WORK REQUIRED
Search through the entries for the word "behaviour" and copy every line that has it.

[[ RECORDS SUPPLIED, beginning ]]

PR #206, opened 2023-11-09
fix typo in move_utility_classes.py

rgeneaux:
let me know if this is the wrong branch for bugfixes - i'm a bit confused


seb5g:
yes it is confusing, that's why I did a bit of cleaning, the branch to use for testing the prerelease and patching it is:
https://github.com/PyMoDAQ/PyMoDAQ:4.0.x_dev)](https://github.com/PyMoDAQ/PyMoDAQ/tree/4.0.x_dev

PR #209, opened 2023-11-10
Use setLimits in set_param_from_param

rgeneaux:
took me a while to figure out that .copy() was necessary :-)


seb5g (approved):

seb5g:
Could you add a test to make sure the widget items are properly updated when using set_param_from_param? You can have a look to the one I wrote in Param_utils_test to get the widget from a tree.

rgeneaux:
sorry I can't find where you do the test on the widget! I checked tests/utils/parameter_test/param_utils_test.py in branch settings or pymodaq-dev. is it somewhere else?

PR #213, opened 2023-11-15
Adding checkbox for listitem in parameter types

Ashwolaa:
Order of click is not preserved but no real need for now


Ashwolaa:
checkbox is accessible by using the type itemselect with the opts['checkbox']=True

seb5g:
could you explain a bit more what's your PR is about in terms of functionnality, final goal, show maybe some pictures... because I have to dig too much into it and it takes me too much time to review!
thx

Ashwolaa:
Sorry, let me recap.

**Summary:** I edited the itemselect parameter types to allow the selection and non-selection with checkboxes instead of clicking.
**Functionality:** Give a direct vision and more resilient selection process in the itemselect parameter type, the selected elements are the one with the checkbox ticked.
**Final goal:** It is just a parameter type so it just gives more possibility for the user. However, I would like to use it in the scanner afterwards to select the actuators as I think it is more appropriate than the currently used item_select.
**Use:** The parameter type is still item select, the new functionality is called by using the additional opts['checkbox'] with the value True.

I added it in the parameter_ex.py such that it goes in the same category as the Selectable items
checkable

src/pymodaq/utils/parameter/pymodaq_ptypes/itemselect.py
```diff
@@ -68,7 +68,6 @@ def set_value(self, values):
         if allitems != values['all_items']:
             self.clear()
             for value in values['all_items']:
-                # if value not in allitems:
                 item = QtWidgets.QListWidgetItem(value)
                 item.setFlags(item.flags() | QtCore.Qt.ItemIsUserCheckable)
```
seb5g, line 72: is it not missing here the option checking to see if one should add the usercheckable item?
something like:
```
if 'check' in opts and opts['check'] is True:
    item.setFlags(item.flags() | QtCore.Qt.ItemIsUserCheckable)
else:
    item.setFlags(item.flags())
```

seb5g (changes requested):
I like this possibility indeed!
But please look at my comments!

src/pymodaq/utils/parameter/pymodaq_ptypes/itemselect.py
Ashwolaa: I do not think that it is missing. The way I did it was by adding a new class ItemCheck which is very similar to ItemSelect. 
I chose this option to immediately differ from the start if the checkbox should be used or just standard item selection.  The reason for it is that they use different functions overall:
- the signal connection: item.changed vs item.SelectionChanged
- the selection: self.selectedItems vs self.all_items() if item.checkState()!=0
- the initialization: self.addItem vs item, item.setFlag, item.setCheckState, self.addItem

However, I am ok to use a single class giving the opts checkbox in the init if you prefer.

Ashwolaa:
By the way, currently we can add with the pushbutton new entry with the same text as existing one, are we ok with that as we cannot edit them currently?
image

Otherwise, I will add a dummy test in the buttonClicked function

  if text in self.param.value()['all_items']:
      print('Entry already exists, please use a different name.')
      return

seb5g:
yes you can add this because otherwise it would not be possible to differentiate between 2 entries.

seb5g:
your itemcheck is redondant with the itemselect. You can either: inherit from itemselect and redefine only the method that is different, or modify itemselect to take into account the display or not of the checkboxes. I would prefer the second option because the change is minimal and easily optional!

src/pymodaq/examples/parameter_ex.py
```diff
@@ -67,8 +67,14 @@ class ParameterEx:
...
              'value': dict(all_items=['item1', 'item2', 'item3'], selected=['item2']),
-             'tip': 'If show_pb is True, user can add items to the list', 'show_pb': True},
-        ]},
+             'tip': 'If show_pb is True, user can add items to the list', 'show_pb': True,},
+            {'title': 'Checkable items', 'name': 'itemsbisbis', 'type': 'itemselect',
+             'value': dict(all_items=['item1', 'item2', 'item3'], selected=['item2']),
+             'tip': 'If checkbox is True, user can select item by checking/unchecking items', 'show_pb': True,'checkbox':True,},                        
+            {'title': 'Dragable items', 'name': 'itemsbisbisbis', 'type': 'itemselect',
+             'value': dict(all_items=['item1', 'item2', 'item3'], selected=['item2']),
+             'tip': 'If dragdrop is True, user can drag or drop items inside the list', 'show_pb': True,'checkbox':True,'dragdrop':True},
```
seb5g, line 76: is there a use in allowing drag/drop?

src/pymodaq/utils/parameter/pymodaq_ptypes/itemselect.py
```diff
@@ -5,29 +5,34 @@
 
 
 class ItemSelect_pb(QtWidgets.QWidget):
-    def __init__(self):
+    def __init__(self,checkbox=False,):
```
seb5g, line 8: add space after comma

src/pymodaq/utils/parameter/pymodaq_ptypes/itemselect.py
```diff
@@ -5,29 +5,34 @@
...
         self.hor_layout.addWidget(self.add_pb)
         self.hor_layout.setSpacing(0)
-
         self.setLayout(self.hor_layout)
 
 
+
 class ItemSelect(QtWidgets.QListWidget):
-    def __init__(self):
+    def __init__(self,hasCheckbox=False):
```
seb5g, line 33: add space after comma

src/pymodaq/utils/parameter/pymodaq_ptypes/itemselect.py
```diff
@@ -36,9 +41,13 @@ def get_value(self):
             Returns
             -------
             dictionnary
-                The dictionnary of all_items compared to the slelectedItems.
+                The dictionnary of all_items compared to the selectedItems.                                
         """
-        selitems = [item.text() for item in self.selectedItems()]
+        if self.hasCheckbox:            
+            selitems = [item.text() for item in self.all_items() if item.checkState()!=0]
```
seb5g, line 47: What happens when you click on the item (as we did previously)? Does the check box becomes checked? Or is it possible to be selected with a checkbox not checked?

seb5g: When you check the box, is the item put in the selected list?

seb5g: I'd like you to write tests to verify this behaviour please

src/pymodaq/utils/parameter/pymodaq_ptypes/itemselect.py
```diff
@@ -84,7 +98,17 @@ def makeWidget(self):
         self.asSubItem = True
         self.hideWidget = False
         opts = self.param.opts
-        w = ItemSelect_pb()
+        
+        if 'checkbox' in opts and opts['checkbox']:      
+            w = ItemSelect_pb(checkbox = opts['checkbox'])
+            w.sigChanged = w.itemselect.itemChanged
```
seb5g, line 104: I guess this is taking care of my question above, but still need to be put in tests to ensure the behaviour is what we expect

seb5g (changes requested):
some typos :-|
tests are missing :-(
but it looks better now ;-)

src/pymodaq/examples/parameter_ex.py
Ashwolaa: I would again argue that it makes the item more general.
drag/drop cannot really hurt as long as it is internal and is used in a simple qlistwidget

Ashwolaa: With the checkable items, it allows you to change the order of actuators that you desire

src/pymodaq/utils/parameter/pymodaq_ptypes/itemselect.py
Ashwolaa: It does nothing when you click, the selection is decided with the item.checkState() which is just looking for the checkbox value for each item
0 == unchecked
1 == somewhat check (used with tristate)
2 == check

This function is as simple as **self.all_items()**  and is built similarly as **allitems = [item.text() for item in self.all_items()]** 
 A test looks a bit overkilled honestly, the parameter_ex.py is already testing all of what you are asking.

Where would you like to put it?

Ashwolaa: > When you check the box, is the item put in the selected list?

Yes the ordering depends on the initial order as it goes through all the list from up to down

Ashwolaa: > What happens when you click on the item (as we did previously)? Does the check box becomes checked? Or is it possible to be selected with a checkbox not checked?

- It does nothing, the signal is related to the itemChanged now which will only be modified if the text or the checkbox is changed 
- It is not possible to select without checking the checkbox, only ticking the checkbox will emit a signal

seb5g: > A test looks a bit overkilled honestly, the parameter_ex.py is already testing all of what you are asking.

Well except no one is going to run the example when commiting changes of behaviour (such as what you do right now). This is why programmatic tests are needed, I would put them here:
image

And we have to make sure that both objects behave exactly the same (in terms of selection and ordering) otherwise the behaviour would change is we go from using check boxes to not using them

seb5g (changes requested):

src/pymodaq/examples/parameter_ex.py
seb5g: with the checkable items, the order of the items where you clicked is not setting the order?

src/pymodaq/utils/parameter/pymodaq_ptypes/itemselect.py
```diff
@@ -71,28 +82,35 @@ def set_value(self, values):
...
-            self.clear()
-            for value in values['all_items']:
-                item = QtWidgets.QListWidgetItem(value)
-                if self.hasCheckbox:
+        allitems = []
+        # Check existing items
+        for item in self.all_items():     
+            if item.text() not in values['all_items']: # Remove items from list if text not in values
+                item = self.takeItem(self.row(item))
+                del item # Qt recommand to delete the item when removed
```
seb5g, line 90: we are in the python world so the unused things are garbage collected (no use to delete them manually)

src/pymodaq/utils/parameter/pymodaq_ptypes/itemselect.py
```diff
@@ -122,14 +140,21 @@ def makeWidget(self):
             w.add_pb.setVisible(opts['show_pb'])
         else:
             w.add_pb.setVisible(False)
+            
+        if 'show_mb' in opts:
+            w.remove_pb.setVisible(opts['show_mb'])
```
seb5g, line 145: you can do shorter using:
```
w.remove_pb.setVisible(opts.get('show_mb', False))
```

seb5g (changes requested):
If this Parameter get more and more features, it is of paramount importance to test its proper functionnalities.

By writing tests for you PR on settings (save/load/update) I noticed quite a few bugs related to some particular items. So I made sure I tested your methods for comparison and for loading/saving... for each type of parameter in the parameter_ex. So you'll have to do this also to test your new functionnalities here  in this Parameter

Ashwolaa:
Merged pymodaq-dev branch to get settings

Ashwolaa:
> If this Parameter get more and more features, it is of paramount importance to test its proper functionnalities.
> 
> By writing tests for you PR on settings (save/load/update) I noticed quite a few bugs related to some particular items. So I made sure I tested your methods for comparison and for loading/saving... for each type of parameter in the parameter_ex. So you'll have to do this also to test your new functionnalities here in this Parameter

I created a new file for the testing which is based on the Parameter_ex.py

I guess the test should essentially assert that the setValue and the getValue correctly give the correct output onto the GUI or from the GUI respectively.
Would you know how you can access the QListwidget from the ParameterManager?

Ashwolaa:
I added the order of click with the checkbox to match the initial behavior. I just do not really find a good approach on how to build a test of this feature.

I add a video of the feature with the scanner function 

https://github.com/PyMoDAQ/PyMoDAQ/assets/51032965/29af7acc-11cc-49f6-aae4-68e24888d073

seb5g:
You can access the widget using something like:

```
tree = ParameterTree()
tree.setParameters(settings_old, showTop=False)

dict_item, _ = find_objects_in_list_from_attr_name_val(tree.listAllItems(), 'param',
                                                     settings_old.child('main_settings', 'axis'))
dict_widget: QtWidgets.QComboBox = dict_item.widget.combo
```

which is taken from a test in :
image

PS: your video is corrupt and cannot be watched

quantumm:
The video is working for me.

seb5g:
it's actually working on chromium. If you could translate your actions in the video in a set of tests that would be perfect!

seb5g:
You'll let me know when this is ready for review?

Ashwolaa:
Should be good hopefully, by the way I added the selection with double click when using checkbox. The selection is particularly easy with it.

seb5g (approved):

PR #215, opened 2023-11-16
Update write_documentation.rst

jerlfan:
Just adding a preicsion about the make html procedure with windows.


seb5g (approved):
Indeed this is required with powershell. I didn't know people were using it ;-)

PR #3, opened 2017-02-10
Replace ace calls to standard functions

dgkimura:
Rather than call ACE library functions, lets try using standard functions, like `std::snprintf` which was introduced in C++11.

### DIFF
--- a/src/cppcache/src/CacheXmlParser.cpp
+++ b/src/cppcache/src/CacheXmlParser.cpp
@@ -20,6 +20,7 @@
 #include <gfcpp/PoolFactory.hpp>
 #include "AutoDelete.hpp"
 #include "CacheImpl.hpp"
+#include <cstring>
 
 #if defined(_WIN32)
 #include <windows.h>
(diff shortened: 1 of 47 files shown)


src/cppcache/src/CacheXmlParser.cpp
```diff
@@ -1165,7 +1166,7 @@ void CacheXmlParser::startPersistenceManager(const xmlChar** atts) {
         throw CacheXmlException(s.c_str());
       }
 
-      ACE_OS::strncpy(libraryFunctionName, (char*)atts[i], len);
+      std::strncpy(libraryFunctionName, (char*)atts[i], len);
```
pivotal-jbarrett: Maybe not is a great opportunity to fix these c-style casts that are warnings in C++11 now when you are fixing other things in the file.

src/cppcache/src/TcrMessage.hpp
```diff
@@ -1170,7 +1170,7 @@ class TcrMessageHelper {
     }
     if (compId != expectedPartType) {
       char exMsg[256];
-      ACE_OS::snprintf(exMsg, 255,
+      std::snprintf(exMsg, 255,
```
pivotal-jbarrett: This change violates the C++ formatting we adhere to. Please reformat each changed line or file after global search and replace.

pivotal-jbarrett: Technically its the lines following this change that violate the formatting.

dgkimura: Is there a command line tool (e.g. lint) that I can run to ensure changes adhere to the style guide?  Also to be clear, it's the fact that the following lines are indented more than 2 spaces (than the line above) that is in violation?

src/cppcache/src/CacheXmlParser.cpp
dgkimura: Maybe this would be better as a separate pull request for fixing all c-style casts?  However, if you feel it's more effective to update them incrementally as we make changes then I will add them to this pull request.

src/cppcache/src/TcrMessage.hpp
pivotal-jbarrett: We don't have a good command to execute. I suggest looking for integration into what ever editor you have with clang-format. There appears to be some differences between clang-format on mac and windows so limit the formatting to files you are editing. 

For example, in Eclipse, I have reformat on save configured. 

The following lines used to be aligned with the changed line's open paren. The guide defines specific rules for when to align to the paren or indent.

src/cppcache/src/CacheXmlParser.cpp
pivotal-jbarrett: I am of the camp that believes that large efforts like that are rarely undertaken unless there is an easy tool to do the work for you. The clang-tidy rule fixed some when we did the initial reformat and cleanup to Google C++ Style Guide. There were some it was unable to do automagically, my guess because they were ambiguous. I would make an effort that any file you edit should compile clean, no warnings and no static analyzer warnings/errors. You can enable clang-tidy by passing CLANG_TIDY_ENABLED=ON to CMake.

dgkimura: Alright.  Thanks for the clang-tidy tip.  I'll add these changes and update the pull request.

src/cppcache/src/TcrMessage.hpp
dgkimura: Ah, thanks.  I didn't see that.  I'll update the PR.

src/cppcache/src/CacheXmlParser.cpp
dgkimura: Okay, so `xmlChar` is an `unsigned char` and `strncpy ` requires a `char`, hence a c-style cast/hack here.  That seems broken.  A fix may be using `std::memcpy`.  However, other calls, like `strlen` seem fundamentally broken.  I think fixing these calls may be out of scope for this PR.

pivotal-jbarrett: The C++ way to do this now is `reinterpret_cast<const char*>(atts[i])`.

[[ RECORDS SUPPLIED, end ]]

EXPECTED ANSWER
seb5g: I'd like you to write tests to verify this behaviour please
seb5g, line 104: I guess this is taking care of my question above, but still need to be put in tests to ensure the behaviour is what we expect
Well except no one is going to run the example when commiting changes of behaviour (such as what you do right now). This is why programmatic tests are needed, I would put them here:
And we have to make sure that both objects behave exactly the same (in terms of selection and ordering) otherwise the behaviour would change is we go from using check boxes to not using them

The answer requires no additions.